Rivers and Lakes
Sardinia’s interior boosts fascinating watercourses like the powerful Flumendosa. Also its picturesque lakes and lagoons full of flamingos and rare birds are stunning. Discover now!
Sardinia’s water: wild rivers and fascinating lakesSardinia’s interior is laced with fascinating watercourses: the powerful Flumendosa meanders through ravines and flows into the sea at Muravera. Another typical Sardinian feature are its picturesque lakes and lagoons full of flamingos and rare birds, such as the Stagno di Feraxi. These lakes are usually located behind beaches, revealing truly breathtaking scenery.

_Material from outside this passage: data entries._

PR #2943, opened 2026-02-02
Featureeditor from featuredata

DenverCoder544:
Open feature editor from featuredata table. The createFeatureToolsColumn - method is not might be something we wanna make more general at some point if we have more feature-specific tools to add etc. But that requires for instance that the tools share the same arguments to their callback functions etc.

image

### DIFF
--- a/bundles/framework/featuredata/view/FeatureDataContainer.jsx
+++ b/bundles/framework/featuredata/view/FeatureDataContainer.jsx
@@ -11,7 +11,6 @@ import { ExportButton } from './ExportData';
 import { CompressedView } from './CompressedView';
 import { FEATURE_EDITOR_TOOLNAME } from '../../myfeatures/constants';
 import { IconButton } from 'oskari-ui/components/buttons';
-import { EditOutlined } from '@ant-design/icons';
 
 export const FEATUREDATA_BUNDLE_ID = 'FeatureData';
 export const FEATUREDATA_WFS_STATUS = { loading: 'loading', error: 'error' };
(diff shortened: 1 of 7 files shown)


bundles/mapping/mapmodule/service/map.layer.js
```diff
@@ -299,10 +299,17 @@ Oskari.clazz.define('Oskari.mapframework.service.MapLayerService',
...
-            this.addLayer(newLayer, true);
+            const shouldAddToSelectedMapLayers = !!this.getSandbox().findMapLayerFromSelectedMapLayers(layerId);
+            this.removeLayer(layerId, true, false);
+            this.addLayer(newLayer, false);
+
             const mapLayerEvent = Oskari.eventBuilder('MapLayerEvent');
             this.getSandbox().notifyAll(mapLayerEvent(layerId, 'update'));
+
+            if (shouldAddToSelectedMapLayers) {
+                this.getSandbox().postRequestByName('AddMapLayerRequest', [layerId]);
```
ZakarFin: I think we should make what ever requires this to listen to MapLayerEvent (with update operation) instead. This will change the order of layers. It might be used when admin updates the layer, but at that point it doesn't matter as much if the order changes. However the end-user might get confused why it changed

bundles/framework/featuredata/view/FeatureDataContainer.jsx
```diff
@@ -171,6 +190,13 @@ const createColumnSettings = (selectedFeatureIds, showSelectedFirst, showCompres
                 ellipsis: true
             };
         });
+
+    if (layer?.getFeatureTool(FEATURE_EDITOR_TOOLNAME)) {
```
ZakarFin: Lets make this more generic with if there are any featureTools (not just the specific one) -> create the column.

bundles/framework/featuredata/view/FeatureDataContainer.jsx
```diff
@@ -141,9 +144,25 @@ const createFeaturedataGrid = (features, selectedFeatureIds, showSelectedFirst,
...
-const createColumnSettings = (selectedFeatureIds, showSelectedFirst, showCompressed, sorting, visibleColumnsSettings) => {
+const createFeatureToolsColumn = (layer) => {
+    const featureEditorTool = layer?.getFeatureTool(FEATURE_EDITOR_TOOLNAME);
+    return {
+        align: 'left',
+        title: <Message bundleKey={FEATUREDATA_BUNDLE_ID} messageKey='table.featureTools.title' />,
+        render: (item) => {
+            return <IconButton
+                title={featureEditorTool.getTitle()}
+                icon={<EditOutlined />}
```
ZakarFin: Could we add some generic icon reference to the tool (if it doesn't have already) and make this more generic in a way that if we recognize the icon "type" (might be called class on the tools) -> use a predefined icon, otherwise show the title of the tool? Then the tools handling could work with any feature tools with either showing the edit button or the title for non-edit tools (like removal tool as a later implementation of a feature tool).

bundles/mapping/mapmodule/service/map.layer.js
DenverCoder544: The problem wasn't in listening the event but the fact that nobody notifies the map itself of the changes happening. I implemented a rudimentary mergeLayer - functionality to map state which at least does the bare minimum we need for the featuretools to appear and the layerType to be correct.

PR #2947, opened 2026-02-16
add field presentation segment to fields tab

DenverCoder544:
Backend pr: nnn

add fields formatting/localisation section to myfeatures. These affect eg. infobox and featuredata but not (as of yet) feature editor. 

image

image

image

image

image


src/react/components/VectorLayerPresentation/LayerHelper.js
```diff
@@ -0,0 +1,225 @@
+// oskari-server WFSLayerAttributes
+export const DATA = {
```
ZakarFin: This file is propably not needed (if so, lets remove it from here). Otherwise looks good for merging 👍

ZakarFin:
Related server-side PR: https://github.com/oskariorg/oskari-server/pull/1238

src/react/components/VectorLayerPresentation/LayerHelper.js
DenverCoder544: yeah, that one we didn't use

PR #2953, opened 2026-02-27
Myfeatures ux

DenverCoder544:
Includes commits from a prior pr: https://github.com/oskariorg/oskari-frontend/pull/2952 

option to add new layer from featureeditor

image


src/react/components/FeatureEditor/LayerSelectionPanel.jsx
```diff
@@ -12,14 +12,14 @@ const Row = styled('div')`
     display: flex;
     justify-content: flex-start;
     gap: 1em;
+    padding-bottom: 1em;
 `;
 
 const BUNDLE_KEY = 'oskariui';
 
-export const LayerSelectionPanel = ({ setCurrentLayer }) => {
+export const LayerSelectionPanel = ({ myFeaturesLayers, setCurrentLayer, addNewLayer = null }) => {
```
ZakarFin: I think we should actually remove the layer selection panel from the FeatureEditor as it doesn't really need to be part of the *feature editor* and references to `myfeatures` functionality start to creep up on the feature editor because of it. Also the layer selection only really makes sense with the `myfeatures` functionality at the moment. If we were to add other kinds of layers to the draw buttons on the toolbar, it still shouldn't be part of the generic FeatureEditor UI-component from `oskariui`. The layer selection has a better fit for being closer to the functionality whose features are being added (in this case `myfeatures`).

Ideally the feature editor should not care about where the vector feature that is being edited came from nor what happens to the feature once it has been edited/"committed" as ready or canceled from the editor. As such it shouldn't really care about the layers or such things, only the metadata about vector feature properties of the layer that the edited feature came from (so we can use the information about the property types, labels and such. I'm not even sure if we should pass the OskariLayer to the editor or only the vector feature to be edited and any relevant metadata that might be present on the layer object. This way it's much easier to use the same UI for the content-editor functionality as well.

PR #2960, opened 2026-03-09
move images under request and update paths

DenverCoder544:
move images / update paths to work in oskari.org


ZakarFin:
Should fix issues in https://oskari.org/documentation/api/requests/unreleased/AddMarkerRequest 
image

The star of Sardinia is undoubtedly the Caribbean-like sea. But even if the island’s interior is much drier than the coast, it is home to stunning watercourses, just like the only natural lake, the small Lago Baratz near Argentiera.
A few large rivers trough through the romantic and majestic mountains towards the coast. The Flumendosa flows through the southern region of Barbagia to Muravera on the south-east coast. Its deep gullies form a natural barrier and its course is interrupted by three dams with lakes. The landscape of the Sarrabus region, through which the Flumendosa weaves, is astonishingly diverse and features plains and ridges, ponds and the sea. In summer, it is a lethargic waterway with reedy banks, densely covered in pink oleander and fruit trees. The Flumendosa valley near Muravera contains numerous prehistoric cultural sites, such as sacred wells and menhirs. Along its course, the Flumendosa offers stunning bathing opportunities and natural pools that are the perfect place to explore the wild side to Sardinia’s nature.
The sinuous, 20-kilometre-long Lago Omodeo is Italy’s largest artificial inland lake. Here, amidst the wild and rocky mountain landscape stand two imposing walls that dam the Tirso, which flows through the Oristano hinterland in western Sardinia. Its banks are also abound with lush vegetation, and are cultivated by farmers. Prickly pear cacti and thick reeds fence pastures in which Vernaccia grapes, apple trees and lemon trees grow.
In addition to its surface rivers and lakes, Sardinian also has countless underground springs in every mountainous region. These bubble to the surface in grottoes and caves, often forming waterfalls.